The On-Call Cool-Down Period

After incidents: cool-down. Reduces secondary errors.

The cool-down protocol

The cool-down protocol is mandatory rest after major incidents: 30-60 minutes of explicit recovery before resuming normal work. Rest reduces secondary errors because a tired on-call making decisions immediately after a sev 1 is at higher risk of compounding the incident. Backup on-call covers the cool-down window.

When to invoke

The cool-down has predictable triggers. Always after sev 1; after long sev 2 incidents; after a string of consecutive sev 3 incidents because cumulative load is itself a fatigue source. The trigger criteria are documented so invocation is automatic, not a debate.

How long

Cool-down length scales with severity. 30 minutes minimum, longer for multi-hour sev 1 or customer-facing data issues, up to 2 hours when leadership coordination was required, half-day for catastrophic incidents (data loss, major outages, security events) because the recovery is real and shortcutting it produces secondary incidents.
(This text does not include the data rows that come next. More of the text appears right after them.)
PR #62, opened 2026-05-30
feat(async_loader): add camera_map parameter to make_step_dataloader

eliasab16:
While finetuning the model, I had a camera naming issues because the default libero cameras were hardcoded, so it wasn't possible to finetune on my dataset without patching the code.

This pr adds camera_map parameter to make_step_dataloader. If not provided, the code falls back to the libero default.

### DIFF
--- a/tests/test_recap_async_camera_map.py
+++ b/tests/test_recap_async_camera_map.py
@@ -1,0 +1,87 @@
+import sys
+import types
+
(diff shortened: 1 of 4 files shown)


LiangSu8899 (approved):

LiangSu8899:
Thanks a lot for this fix!

PR #110, opened 2026-06-25
Add SM89 Qwen3-VL official FP8 path (RTX 4090)

heiheiha798:
## Summary

Brings up **Qwen3-VL-8B on Ada RTX 4090 (sm_89)** using the official
`Qwen3-VL-8B-Instruct-FP8` checkpoint. This is the SM89 counterpart to the
SM120/NVFP4 path (#107/#109), but it intentionally uses the checkpoint's
**native block-scaled FP8 language weights** instead of NVFP4 (NVFP4 is a
Blackwell-only path). The vision tower, geometry, scatter, DeepStack and
interleaved-MRoPE are reused from the SM120 Qwen3-VL work; this branch adds
the Ada FP8 language stack and a native sm_89 block-128 GEMM.

The core lever is a **native Ada FP8 e4m3 block-128 scaled GEMM** that reads
the FP8 weight directly (no dequant-to-bf16 scratch), cutting per-linear
weight traffic ~5x while keeping the per-token activation scale. This is the
fix for the SM89 prefill bottleneck (weight-dequant memory bandwidth); the
CUTLASS Ada blockwise route was a dead end at these shapes.

## What's in it

- **Native sm_89 block-128 FP8 GEMM** (`fp8_block128_gemm_mma_sm89.cu`):
  plain Ada `mma.sync.aligned.m16n8k32.row.col.f32.e4m3.e4m3.f32` (no
  `.kind::f8f6f4`, which is sm_120a-only), DeepSeek block-128 scaling folded
  in the mainloop (BLOCK_K pinned to 128). Adapted from the SM120
  `fp8_smallM_handtuned` cp.async pipeline + m16n8k32 tiling. Shape-tuned
  dispatcher over the Qwen3-VL-8B linear shapes.
- **Text frontend** (`qwen3_vl_fp8_sm89.py`): block-scaled M=1 FP8 GEMV
  decode + native block-128 FP8 GEMM prefill; BF16 attention (FA2), BF16
  residual/norms, per-token/per-128 FP8 activation quant fused into
  RMSNorm / residual-add-RMSNorm / SiLU-mul; CUDA-graph decode (per cache
  position). `lm_head` stays **BF16** by default (cuBLASLt); `use_fp8_lm_head`
  is an explicit experimental mode.
- **Multimodal wrapper** (`qwen3_vl_fp8_sm89_multimodal.py`): single-image
  prefill as a captured CUDA-graph replay (vision + S>1 FP8 blockscaled
  language + final norm), lm_head eager after replay; multi-image / video use
  the eager prefill. Decode graphs keyed by `(cache_pos, rope_pos)` so MRoPE
  continuation never reuses a stale rotary position across prompts.
- **FP8 weight loader** (`_qwen3_vl_fp8_weights.py`): keeps the official
  `weight` (e4m3) + `weight_scale_inv` (128x128 block) layout, fuses q/k/v
  and gate/up, optional host-side `lm_head` FP8 quant.
- **Fail-fast & shape guards**: capability `== (8,9)` check, required-symbol
  presence check (rebuild hint), an explicit config check that the checkpoint
  is the official 8B text stack (`36/32/8/128/4096/12288`), and runtime
  `K%128`/`N%128` guards on the new GEMM + block-128 quant entries.
- **Docs / scripts / tests**: `docs/qwen3_vl_fp8_sm89.md`, a smoke benchmark
  (`scripts/smoke_qwen3_vl_fp8_sm89.py`), prefill-GEMM micro-benchmarks, and
  CPU-friendly import/invariant/geometry tests.

Additive on the shared module front: the new GEMM is gated behind
`ENABLE_SM89_BLOCK_FP8_GEMM` (only compiled for `GPU_ARCH=89`); the
block-128 quant helpers are added to the existing quant TU; the SM120 paths
are untouched.

## Performance & correctness (RTX 4090, sm_89)

Environment: NVIDIA GeForce RTX 4090, official `Qwen3-VL-8B-Instruct-FP8`,
workload `FlashRT.png` + prompt `"Describe this image in one sentence."`
(6256 vision patches, 1581 language tokens — same workload as the SM120
report).

```text
S=1581 pixel_shape=(6256, 1536) spans=[(4, 1568)]
set_prompt_warm  median=15.711 ms
vision_only      median=88.990 ms
language_only    median=120.634 ms
prefill          median=206.987 ms  top=785  finite=True
prefill_graph    median=206.214 ms  cos_vs_eager=0.998522  top=785  finite=True
graph_decode     (cache_pos=1581) median=10.681 ms  cos_vs_eager=1.000000  (~94 tok/s)
top_eager=2168   top_graph=2168
```

- Prefill graph eager-vs-replay logits cosine **0.9985**, next-token argmax
  **785** (matches the SM120 report's image token).
- Warm graph decode cosine **1.000000**, decode argmax matches eager
  (`2168`).

The same workload is faster on the SM120/NVFP4 path because it uses Blackwell
NVFP4 language kernels; this branch targets the best Ada-compatible dtype
path (official FP8 weights, BF16 attention/residual/lm_head).

## Build & usage

```bash
cmake --build build -j --target flash_rt_kernels flash_rt_fa2 flash_rt_qwen3_vl_kernels

python examples/qwen3_vl_quickstart.py --arch sm89 \
  --checkpoint /path/to/Qwen3-VL-8B-Instruct-FP8 \
  --image FlashRT.png --prompt "Describe this image in one sentence." \
  --max-seq 2048 --max-prefill-seq 2048

# dev smoke benchmark
python scripts/smoke_qwen3_vl_fp8_sm89.py \
  --checkpoint /path/to/Qwen3-VL-8B-Instruct-FP8 --multimodal --iters 5
```

CPU-friendly tests: `pytest tests/test_qwen3_vl_fp8_sm89.py tests/test_qwen3_vl_smoke.py`.
See `docs/qwen3_vl_fp8_sm89.md` for the full architecture / dtype map / limits.

## Notes (scope)

- Not an NVFP4 implementation — sm_89 uses official FP8 weights by design.
- `lm_head` stays BF16 by default; `use_fp8_lm_head` can match single-step
  logits but multi-token generation can diverge, so it stays experimental.
- Single-image prefill has a CUDA-graph replay path; multi-image / video use
  the eager path.
- Decode graphs are captured per cache position (the FA2 call captures the
  host-side sequence length).
- The frontend is pinned to the official 8B text-stack dims; other Qwen3-VL
  sizes fail fast rather than silently mis-sizing the KV cache.
- The official 8B FP8 weights are too large for CI, so end-to-end numerical
  validation lives in the local smoke script (numbers above); CI covers
  import / loader-invariant / geometry-cache equivalence.

### DIFF
--- a/CMakeLists.txt
+++ b/CMakeLists.txt
@@ -882,11 +882,12 @@ endif()
 #     from flash_rt import flash_rt_qwen3_vl_kernels as vlk
 #     vlk.rope_neox_qk_bf16(...)
 if(FLASHRT_BUILD_QWEN3_VL)
-  # The Qwen3-VL path depends on the SM120 Qwen3 NVFP4 / FP8 block-128
-  # kernels, so this module only builds for RTX 5090 (sm_120).
-  if(NOT GPU_ARCH STREQUAL "120")
+  # These Qwen3-VL helper kernels are model-agnostic BF16 / FP8 activation
+  # kernels. The SM120 frontend also depends on NVFP4 language kernels, but
+  # the helper module itself can be built for SM89 bring-up as well.
+  if(NOT (GPU_ARCH STREQUAL "89" OR GPU_ARCH STREQUAL "120"))
     message(FATAL_ERROR
-      "FLASHRT_BUILD_QWEN3_VL requires GPU_ARCH=120 (RTX 5090 / sm_120); "
+      "FLASHRT_BUILD_QWEN3_VL requires GPU_ARCH=89 or 120; "
       "got '${GPU_ARCH}'.")
   endif()
   pybind11_add_module(flash_rt_qwen3_vl_kernels
@@ -1083,6 +1084,14 @@ if(GPU_ARCH STREQUAL "120")
     $<TARGET_OBJECTS:sm120_fp8_smallm_obj>)
   target_compile_definitions(flash_rt_kernels PRIVATE
     ENABLE_CUTLASS_SM120_BLOCK_FP8=1)
+endif()
+
+# Native Ada block-scaled FP8 GEMM for official Qwen3-VL FP8 prefill.
+if(GPU_ARCH STREQUAL "89")
+  target_sources(flash_rt_kernels PRIVATE
+    csrc/gemm/fp8_block128_gemm_mma_sm89.cu)
+  target_compile_definitions(flash_rt_kernels PRIVATE
+    ENABLE_SM89_BLOCK_FP8_GEMM=1)
 endif()
 
 # Dedicated M=1 decode GEMV (FP8 + BF16); linked + macro defined wherever the
--- a/csrc/bindings.cpp
+++ b/csrc/bindings.cpp
@@ -10,6 +10,9 @@
 #include "context.h"
 #include "gemm/gemm_runner.h"
 #include "gemm/fp8_block128_gemm.cuh"
+#ifdef ENABLE_SM89_BLOCK_FP8_GEMM
+#include "gemm/fp8_block128_gemm_mma_sm89.cuh"
+#endif
 #ifdef ENABLE_CUTLASS_SM120_BLOCK_FP8
 #include "gemm/cutlass_sm120_block128_fp8_gemm.cuh"
 #include "gemm/fp8_smallM_handtuned_sm120.cuh"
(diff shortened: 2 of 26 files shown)


heiheiha798:
Superseded by a combined 8B + 2B PR (config-driven SM89 path + 2B offline FP8 quantizer). Closing this 8B-only PR; the replacement contains these same commits plus 2B support. New PR link to follow.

What to do during cool-down

Cool-down is recovery, not reduced-intensity work. Step away from the keyboard, walk, eat, rest, anything except continued incident work; brief debrief with the team is acceptable if it helps process the experience; the postmortem first draft can wait until the on-call is rested.

Making it stick

Cool-downs only stick if culture and tracking enforce them. Manager enforcement (engineers self-impose poorly), public norm (announce the cool-down, remove stigma), and tracking (cool-downs that aren’t taken get flagged because powering through is risk, not heroism).